(Exercise brief)
When a line of the records contains "matching", copy it.

============

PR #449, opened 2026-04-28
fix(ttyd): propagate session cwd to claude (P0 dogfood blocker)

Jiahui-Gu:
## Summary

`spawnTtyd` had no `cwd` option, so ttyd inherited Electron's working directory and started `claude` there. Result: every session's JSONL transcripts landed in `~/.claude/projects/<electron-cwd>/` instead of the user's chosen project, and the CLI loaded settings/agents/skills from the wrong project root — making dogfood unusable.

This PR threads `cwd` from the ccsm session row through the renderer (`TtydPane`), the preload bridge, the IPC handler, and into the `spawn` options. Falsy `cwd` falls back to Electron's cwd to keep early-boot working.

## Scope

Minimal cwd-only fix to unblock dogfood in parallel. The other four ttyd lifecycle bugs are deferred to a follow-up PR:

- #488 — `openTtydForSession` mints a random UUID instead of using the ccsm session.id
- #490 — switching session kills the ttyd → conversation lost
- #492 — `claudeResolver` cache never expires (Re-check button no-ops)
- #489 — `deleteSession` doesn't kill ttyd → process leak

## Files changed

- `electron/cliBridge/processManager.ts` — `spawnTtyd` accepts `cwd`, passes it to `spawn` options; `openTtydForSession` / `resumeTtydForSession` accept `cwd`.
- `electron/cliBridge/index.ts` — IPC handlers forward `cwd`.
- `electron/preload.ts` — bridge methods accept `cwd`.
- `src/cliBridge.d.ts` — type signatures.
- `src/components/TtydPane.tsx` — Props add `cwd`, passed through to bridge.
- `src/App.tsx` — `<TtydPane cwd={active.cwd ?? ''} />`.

============

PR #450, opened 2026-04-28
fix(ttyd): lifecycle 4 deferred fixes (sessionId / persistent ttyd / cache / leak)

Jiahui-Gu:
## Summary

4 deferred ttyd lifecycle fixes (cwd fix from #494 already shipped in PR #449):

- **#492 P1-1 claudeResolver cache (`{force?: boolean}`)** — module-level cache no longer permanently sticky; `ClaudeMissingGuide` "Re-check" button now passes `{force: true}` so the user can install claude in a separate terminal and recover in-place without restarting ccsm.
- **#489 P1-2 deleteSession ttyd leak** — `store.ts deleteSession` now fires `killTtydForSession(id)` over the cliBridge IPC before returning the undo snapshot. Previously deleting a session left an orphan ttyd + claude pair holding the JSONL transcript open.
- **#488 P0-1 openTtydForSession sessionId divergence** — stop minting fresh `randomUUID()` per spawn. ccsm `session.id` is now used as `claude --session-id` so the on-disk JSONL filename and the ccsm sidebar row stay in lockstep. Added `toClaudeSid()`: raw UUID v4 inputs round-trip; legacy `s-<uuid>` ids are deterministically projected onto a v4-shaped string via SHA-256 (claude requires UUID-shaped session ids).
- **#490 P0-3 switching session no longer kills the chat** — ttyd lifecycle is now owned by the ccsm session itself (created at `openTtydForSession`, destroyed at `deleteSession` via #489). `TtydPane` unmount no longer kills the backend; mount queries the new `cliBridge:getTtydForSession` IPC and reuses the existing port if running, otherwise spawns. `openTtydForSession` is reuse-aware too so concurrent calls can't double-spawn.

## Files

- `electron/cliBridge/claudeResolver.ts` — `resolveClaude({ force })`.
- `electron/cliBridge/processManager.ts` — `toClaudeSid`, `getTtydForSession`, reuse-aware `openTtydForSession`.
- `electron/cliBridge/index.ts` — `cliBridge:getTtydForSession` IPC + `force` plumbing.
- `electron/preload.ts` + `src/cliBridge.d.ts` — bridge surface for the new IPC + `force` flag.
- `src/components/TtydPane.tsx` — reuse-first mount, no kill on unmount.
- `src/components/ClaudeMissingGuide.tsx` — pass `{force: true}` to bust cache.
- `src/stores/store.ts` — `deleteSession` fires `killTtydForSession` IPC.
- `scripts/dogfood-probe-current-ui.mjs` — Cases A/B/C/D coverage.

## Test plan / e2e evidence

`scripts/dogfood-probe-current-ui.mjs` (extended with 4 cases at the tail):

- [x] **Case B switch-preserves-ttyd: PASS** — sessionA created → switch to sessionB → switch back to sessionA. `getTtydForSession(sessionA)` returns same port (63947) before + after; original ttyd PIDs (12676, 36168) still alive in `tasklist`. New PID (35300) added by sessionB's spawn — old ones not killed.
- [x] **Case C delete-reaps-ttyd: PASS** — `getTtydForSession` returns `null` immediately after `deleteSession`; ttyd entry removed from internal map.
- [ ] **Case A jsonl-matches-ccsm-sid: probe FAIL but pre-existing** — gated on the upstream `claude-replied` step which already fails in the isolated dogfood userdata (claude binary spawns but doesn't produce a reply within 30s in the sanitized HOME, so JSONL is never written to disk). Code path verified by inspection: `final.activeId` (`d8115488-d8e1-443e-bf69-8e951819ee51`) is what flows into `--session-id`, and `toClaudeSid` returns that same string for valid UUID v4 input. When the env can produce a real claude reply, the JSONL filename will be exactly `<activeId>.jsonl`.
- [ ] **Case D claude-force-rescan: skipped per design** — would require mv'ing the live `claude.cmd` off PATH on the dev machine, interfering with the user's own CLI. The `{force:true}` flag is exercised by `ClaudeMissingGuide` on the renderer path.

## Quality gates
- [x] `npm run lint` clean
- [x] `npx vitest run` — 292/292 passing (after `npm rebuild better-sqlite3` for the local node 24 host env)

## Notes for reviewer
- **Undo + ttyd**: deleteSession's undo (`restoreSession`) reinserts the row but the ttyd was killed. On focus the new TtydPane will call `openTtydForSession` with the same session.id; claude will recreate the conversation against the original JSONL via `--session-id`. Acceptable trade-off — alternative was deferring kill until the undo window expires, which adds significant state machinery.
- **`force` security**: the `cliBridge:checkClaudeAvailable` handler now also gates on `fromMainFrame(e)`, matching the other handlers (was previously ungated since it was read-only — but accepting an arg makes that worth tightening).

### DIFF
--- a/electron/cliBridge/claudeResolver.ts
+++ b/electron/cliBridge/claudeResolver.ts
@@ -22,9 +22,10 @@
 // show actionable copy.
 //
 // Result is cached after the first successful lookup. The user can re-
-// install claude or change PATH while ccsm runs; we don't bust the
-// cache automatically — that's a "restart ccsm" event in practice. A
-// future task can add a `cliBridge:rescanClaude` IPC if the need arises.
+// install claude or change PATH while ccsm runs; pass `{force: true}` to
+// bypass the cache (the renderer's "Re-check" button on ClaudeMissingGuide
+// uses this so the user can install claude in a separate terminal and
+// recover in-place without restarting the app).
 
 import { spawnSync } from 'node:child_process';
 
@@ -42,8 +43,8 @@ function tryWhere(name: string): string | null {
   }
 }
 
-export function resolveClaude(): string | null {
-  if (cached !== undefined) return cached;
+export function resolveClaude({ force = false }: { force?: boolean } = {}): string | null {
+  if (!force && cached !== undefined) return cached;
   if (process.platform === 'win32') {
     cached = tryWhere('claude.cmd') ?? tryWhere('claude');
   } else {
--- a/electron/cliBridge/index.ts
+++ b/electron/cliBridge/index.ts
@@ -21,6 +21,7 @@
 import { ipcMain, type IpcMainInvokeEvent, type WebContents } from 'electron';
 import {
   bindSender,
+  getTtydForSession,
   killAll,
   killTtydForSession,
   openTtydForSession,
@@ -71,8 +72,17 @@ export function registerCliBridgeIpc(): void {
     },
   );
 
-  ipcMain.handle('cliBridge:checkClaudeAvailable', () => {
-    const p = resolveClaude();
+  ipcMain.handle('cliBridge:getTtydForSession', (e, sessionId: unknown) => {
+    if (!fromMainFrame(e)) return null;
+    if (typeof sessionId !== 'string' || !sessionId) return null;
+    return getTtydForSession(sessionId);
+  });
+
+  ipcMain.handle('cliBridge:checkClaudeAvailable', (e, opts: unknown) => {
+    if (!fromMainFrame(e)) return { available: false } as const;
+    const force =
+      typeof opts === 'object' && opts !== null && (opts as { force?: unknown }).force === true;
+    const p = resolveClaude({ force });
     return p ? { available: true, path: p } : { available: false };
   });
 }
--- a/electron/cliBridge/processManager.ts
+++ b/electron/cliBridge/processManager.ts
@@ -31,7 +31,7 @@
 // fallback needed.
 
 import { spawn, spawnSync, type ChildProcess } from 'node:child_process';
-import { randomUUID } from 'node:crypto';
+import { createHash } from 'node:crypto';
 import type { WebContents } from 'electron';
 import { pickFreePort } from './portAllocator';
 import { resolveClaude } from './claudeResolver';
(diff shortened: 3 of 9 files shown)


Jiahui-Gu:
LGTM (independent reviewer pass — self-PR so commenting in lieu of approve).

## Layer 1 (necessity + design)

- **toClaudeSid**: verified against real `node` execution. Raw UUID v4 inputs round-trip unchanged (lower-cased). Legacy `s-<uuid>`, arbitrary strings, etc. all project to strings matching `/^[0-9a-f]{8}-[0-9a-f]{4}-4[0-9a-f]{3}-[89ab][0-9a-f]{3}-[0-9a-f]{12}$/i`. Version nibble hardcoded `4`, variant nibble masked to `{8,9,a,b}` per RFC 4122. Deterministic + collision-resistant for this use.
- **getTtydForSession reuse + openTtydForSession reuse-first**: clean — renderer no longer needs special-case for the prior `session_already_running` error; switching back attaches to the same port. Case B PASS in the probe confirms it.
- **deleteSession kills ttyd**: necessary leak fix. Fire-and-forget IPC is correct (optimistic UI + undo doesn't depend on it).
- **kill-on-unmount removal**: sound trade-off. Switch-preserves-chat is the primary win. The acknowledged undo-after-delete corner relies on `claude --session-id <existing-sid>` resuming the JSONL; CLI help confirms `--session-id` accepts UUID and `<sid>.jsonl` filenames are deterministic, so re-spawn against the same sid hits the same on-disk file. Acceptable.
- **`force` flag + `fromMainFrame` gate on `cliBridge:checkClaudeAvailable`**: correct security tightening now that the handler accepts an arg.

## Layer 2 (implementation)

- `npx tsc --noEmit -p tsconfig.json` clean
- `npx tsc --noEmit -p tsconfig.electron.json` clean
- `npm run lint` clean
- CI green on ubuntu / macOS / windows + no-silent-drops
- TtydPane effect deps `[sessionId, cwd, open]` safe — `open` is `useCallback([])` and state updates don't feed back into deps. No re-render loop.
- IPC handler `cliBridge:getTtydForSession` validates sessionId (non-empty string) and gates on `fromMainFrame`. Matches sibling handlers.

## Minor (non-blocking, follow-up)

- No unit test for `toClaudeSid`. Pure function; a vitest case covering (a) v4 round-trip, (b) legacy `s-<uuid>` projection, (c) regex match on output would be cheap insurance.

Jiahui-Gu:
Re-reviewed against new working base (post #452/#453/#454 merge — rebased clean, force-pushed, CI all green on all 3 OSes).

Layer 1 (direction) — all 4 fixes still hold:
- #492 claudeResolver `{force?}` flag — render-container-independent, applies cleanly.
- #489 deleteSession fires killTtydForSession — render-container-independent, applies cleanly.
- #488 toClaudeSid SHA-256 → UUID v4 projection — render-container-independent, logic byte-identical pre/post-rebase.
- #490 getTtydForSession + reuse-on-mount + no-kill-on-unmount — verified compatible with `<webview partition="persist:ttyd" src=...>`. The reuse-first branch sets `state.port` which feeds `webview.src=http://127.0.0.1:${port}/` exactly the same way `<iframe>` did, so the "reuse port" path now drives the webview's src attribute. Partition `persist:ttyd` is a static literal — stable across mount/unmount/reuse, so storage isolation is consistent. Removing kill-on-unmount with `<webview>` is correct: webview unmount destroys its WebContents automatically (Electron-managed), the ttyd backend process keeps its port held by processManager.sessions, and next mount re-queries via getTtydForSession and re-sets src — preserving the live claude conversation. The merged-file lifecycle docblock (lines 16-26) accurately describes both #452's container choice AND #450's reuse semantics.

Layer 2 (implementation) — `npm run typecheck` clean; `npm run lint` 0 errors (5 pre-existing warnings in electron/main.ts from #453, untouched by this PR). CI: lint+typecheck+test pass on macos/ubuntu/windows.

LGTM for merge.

============

(Task answer)
- **`force` security**: the `cliBridge:checkClaudeAvailable` handler now also gates on `fromMainFrame(e)`, matching the other handlers (was previously ungated since it was read-only — but accepting an arg makes that worth tightening).
- **toClaudeSid**: verified against real `node` execution. Raw UUID v4 inputs round-trip unchanged (lower-cased). Legacy `s-<uuid>`, arbitrary strings, etc. all project to strings matching `/^[0-9a-f]{8}-[0-9a-f]{4}-4[0-9a-f]{3}-[89ab][0-9a-f]{3}-[0-9a-f]{12}$/i`. Version nibble hardcoded `4`, variant nibble masked to `{8,9,a,b}` per RFC 4122. Deterministic + collision-resistant for this use.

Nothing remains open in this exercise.